> Input data:
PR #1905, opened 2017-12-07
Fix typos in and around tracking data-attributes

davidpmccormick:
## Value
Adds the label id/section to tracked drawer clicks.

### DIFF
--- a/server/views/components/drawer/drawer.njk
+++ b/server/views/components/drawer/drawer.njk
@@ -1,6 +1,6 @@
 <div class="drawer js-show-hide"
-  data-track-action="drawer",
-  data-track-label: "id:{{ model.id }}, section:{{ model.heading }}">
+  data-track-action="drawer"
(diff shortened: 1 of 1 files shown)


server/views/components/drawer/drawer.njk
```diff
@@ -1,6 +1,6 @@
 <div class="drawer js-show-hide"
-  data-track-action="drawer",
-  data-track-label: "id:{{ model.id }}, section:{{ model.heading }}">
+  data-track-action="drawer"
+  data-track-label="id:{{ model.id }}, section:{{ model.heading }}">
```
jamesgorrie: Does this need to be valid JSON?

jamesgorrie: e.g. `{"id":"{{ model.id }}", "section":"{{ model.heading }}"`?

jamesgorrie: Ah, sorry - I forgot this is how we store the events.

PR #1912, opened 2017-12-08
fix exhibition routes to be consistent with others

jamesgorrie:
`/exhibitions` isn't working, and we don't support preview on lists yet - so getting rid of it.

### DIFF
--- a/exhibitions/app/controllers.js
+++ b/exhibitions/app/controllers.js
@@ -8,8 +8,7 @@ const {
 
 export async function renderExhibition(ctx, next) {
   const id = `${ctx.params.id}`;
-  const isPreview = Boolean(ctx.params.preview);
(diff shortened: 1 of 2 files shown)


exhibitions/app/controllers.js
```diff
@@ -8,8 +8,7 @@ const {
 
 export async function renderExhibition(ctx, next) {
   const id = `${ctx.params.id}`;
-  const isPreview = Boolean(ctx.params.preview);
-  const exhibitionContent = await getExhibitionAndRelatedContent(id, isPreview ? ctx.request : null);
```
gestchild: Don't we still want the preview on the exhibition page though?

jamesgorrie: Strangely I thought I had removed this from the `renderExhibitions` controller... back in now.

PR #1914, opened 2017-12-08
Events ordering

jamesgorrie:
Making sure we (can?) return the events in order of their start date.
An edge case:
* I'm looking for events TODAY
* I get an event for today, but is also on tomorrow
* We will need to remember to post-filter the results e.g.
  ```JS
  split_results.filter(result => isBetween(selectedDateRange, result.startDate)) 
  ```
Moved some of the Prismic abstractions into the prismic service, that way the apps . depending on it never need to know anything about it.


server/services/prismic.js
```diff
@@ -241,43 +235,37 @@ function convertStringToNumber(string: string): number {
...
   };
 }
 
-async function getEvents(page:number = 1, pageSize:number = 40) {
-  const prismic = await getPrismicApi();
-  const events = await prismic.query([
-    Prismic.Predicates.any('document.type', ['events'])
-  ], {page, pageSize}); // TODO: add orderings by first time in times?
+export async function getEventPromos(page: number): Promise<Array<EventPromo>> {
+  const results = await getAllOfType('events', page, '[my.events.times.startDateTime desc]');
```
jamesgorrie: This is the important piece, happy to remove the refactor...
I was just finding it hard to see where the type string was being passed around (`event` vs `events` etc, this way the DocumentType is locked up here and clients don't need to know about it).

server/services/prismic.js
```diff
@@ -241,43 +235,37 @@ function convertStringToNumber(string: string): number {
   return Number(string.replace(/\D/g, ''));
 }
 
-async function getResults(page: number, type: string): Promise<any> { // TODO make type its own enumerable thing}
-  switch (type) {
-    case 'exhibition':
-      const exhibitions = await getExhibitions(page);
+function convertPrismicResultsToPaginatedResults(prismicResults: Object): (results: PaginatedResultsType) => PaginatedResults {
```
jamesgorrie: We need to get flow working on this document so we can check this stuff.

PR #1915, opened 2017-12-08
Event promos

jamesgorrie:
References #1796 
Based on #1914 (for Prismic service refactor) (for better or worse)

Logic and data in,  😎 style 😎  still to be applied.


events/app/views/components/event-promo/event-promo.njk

> To do: Copy out every line from the records that has the word "know".

> Exercise response:
Moved some of the Prismic abstractions into the prismic service, that way the apps . depending on it never need to know anything about it.
I was just finding it hard to see where the type string was being passed around (`event` vs `events` etc, this way the DocumentType is locked up here and clients don't need to know about it).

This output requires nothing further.